**What the task requires**
Show every line in the records below that contains the word "helper".

**Data for review**
PR #1999, opened 2026-04-06
refactor(challenger): replace ClockFn with Clock trait from base-runtime

jackchuma:
## Summary

Replaces the ad-hoc `ClockFn = fn() -> u64` function pointer in `BondManager` with the `Clock` trait from `base-runtime`, consistent with the batcher's established pattern for time abstraction.

- Make `BondManager` generic over `C: Clock`, with `TokioRuntime` as the default on `DriverComponents` and `Driver` to minimize churn
- Change time fields (`last_full_scan`, `AwaitingDelay::unlocked_at`) from `u64` (Unix seconds) to monotonic `Duration`
- Add `unix_to_monotonic()` helper for converting onchain timestamps at recovery boundaries
- Remove `unix_now()`, `ClockFn` type alias, and `set_clock()` method
- Thread `clock: &C` through static methods (`evaluate_game_for_bonds`, `evaluate_bond_range`, `determine_phase`)
- Replace test helper `fixed_clock()` with a `FixedClock` struct implementing `Clock`

Resolves CHAIN-3898

### DIFF
--- a/crates/proof/challenge/src/bond.rs
+++ b/crates/proof/challenge/src/bond.rs
@@ -36,24 +36,11 @@ use base_proof_contracts::{
     AggregateVerifierClient, DelayedWETHClient, DelayedWETHContractClient,
     DisputeGameFactoryClient, encode_claim_credit_calldata, encode_resolve_calldata,
 };
+use base_runtime::Clock;
 use futures::stream::{self, StreamExt};
 use tracing::{debug, info, warn};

**Response box**
- Add `unix_to_monotonic()` helper for converting onchain timestamps at recovery boundaries
- Replace test helper `fixed_clock()` with a `FixedClock` struct implementing `Clock`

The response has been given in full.